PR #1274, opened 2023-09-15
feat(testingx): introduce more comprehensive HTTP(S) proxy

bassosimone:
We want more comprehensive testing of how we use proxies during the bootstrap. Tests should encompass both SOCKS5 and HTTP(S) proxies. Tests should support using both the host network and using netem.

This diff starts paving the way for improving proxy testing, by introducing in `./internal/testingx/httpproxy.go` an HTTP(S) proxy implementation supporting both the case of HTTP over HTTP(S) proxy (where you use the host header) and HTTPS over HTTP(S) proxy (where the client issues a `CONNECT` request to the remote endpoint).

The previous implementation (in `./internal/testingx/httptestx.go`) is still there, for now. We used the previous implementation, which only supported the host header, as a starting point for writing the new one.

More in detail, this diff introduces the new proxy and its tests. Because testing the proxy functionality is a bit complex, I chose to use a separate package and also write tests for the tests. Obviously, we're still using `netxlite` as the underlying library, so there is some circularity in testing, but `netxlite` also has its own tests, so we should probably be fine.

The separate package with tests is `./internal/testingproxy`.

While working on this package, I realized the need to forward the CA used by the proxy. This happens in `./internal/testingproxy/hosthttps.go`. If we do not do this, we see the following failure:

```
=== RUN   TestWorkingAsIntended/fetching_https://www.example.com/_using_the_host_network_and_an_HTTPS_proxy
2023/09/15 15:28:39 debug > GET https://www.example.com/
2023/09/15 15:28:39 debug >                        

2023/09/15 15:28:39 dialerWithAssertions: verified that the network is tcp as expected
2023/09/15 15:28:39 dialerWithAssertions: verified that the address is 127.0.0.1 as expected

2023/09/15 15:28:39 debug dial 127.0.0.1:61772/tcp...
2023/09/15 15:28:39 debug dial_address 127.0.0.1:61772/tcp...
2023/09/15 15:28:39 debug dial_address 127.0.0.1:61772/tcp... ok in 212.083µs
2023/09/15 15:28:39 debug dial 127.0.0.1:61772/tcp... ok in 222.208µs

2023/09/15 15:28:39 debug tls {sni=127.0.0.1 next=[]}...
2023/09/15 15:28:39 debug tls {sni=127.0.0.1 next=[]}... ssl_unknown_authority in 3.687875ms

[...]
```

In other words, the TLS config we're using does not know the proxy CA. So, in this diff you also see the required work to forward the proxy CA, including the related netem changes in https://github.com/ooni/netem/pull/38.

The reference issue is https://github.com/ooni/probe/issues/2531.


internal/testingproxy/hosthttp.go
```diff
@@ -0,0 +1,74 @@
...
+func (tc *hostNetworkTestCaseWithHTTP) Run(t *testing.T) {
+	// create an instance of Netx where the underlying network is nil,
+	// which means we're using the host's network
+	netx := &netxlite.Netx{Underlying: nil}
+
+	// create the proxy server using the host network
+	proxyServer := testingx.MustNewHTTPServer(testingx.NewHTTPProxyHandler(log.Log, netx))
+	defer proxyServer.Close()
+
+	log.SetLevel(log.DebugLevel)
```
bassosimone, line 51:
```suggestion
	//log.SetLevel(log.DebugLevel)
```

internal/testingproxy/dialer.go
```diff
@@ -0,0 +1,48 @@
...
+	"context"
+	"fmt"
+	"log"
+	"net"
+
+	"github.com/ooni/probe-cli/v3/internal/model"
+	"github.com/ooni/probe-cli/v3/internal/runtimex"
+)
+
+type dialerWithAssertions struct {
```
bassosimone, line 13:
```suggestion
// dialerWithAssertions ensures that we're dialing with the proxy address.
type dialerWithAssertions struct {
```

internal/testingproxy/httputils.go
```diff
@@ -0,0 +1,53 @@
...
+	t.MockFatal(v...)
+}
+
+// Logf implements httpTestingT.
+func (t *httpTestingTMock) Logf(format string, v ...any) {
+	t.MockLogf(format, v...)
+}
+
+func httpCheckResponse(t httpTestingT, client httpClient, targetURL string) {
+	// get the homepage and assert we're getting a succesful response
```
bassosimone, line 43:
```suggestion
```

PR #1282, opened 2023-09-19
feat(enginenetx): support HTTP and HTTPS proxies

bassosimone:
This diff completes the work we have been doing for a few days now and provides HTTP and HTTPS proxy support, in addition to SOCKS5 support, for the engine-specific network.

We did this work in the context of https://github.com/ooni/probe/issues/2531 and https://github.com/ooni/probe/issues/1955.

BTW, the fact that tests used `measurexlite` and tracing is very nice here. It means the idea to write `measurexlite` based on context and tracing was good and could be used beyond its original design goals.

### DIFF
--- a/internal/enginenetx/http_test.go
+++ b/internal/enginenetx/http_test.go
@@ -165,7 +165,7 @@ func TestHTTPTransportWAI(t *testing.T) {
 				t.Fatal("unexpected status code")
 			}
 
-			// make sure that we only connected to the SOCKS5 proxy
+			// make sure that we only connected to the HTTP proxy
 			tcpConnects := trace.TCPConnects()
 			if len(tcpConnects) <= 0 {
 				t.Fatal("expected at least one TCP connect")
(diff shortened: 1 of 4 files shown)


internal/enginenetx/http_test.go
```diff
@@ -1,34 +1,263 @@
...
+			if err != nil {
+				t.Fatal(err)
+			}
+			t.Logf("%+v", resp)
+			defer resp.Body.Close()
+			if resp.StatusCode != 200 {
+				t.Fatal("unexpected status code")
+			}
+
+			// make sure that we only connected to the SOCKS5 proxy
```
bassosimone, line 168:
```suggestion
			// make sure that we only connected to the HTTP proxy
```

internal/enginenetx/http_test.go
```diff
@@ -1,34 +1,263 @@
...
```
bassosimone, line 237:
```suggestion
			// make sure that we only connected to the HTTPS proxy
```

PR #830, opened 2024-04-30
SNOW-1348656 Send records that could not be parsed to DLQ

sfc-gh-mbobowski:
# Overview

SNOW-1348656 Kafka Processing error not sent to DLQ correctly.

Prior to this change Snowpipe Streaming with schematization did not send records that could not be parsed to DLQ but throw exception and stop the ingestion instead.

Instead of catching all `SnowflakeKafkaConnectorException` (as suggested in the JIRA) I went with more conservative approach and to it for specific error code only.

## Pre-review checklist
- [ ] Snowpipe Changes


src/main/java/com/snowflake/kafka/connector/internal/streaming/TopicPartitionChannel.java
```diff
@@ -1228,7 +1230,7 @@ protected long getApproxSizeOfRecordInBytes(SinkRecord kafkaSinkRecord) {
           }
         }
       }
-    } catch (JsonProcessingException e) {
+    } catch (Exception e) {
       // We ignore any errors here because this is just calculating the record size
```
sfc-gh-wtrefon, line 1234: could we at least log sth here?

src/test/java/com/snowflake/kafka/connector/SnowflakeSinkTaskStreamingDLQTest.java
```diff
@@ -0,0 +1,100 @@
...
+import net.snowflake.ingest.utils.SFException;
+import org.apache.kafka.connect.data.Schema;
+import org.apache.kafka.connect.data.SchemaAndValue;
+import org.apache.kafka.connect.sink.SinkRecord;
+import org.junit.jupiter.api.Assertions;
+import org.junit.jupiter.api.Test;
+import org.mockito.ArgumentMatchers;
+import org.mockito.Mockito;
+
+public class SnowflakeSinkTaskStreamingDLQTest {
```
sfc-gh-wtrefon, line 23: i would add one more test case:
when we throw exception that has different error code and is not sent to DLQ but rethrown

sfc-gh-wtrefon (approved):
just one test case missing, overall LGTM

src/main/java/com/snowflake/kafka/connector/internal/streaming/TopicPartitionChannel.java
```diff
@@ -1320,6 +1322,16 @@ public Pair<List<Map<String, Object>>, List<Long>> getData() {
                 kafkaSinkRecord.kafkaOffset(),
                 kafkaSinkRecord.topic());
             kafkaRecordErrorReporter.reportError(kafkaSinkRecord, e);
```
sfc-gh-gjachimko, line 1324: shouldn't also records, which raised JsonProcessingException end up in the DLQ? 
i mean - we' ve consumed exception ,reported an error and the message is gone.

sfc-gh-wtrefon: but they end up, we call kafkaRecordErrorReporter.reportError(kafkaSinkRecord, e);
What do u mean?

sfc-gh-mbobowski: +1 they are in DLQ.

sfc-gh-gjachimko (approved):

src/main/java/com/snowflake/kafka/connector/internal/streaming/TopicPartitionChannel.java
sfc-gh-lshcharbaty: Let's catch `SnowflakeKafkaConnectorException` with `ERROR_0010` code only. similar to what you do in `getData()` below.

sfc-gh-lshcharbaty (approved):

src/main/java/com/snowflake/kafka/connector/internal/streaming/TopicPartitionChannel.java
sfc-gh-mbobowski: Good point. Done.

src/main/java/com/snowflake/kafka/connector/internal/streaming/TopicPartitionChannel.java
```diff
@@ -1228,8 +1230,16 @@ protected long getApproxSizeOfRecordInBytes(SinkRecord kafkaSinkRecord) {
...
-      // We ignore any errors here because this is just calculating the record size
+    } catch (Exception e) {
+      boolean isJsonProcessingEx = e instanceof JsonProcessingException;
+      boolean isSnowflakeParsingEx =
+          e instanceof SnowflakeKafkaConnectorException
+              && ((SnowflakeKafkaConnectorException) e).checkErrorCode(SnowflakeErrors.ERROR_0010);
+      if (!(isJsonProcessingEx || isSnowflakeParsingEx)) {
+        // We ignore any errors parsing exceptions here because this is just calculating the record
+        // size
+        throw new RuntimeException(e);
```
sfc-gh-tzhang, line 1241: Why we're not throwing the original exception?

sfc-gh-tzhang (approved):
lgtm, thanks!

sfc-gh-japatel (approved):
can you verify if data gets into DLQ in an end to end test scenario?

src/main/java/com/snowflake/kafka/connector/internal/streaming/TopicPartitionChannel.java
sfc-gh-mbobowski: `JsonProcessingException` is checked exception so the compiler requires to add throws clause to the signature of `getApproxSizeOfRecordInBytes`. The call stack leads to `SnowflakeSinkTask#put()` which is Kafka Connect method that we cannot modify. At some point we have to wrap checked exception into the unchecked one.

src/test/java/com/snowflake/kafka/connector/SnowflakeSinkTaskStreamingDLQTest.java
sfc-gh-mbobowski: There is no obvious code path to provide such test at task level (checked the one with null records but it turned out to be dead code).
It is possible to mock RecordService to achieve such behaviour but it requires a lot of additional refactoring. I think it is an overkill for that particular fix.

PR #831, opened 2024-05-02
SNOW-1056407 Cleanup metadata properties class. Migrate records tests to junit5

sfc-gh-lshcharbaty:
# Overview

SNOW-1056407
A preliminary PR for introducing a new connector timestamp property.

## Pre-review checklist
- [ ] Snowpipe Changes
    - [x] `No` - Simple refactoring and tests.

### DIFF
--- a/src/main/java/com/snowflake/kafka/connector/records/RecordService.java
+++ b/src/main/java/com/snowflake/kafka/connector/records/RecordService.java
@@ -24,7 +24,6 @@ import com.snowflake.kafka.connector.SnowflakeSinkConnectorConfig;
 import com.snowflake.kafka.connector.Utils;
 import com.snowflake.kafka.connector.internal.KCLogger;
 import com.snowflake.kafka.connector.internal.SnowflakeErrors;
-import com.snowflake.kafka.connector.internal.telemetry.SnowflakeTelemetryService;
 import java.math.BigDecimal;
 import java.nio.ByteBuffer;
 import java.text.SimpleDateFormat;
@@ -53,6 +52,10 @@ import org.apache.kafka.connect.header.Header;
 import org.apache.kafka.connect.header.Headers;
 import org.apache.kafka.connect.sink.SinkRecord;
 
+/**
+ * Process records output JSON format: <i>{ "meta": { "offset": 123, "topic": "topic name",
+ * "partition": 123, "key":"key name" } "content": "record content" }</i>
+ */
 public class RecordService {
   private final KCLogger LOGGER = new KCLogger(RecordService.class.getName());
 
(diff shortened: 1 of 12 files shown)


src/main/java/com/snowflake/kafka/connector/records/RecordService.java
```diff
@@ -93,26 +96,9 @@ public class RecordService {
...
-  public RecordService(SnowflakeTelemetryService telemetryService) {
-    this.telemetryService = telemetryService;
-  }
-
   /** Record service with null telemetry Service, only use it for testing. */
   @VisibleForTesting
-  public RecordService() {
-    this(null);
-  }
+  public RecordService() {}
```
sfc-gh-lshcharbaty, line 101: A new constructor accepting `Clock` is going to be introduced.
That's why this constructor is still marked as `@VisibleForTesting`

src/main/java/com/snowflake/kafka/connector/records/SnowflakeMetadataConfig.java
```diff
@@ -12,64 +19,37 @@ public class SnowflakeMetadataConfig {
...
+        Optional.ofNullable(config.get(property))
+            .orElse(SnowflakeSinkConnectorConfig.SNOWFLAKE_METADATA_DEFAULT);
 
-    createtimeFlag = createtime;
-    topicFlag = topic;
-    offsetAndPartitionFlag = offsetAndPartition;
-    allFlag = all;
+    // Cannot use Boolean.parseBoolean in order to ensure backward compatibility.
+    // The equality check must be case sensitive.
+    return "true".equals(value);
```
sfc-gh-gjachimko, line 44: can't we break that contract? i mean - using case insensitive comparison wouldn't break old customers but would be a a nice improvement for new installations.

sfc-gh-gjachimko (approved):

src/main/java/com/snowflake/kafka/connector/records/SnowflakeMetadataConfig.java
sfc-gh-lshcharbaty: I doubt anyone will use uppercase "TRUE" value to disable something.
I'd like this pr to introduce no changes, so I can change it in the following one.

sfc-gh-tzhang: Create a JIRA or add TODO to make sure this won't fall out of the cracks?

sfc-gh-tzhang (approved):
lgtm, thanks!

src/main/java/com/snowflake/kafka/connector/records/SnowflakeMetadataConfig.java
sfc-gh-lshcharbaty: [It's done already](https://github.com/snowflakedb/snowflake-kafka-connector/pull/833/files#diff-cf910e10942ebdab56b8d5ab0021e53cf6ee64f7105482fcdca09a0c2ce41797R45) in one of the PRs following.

---

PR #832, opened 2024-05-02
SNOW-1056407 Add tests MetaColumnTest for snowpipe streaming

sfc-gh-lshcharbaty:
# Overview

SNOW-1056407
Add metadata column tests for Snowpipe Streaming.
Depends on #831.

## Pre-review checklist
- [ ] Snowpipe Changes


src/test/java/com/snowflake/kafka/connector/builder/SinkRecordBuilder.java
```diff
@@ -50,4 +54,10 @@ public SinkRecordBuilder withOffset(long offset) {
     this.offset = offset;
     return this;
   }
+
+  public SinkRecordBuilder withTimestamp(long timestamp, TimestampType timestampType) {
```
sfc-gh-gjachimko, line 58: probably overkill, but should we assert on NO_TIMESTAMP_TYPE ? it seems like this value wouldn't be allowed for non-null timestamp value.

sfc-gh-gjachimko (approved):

-- Problem --
Report all lines in the listing above that contain the word "kafkaRecordErrorReporter".

-- Result below --
             kafkaRecordErrorReporter.reportError(kafkaSinkRecord, e);
sfc-gh-wtrefon: but they end up, we call kafkaRecordErrorReporter.reportError(kafkaSinkRecord, e);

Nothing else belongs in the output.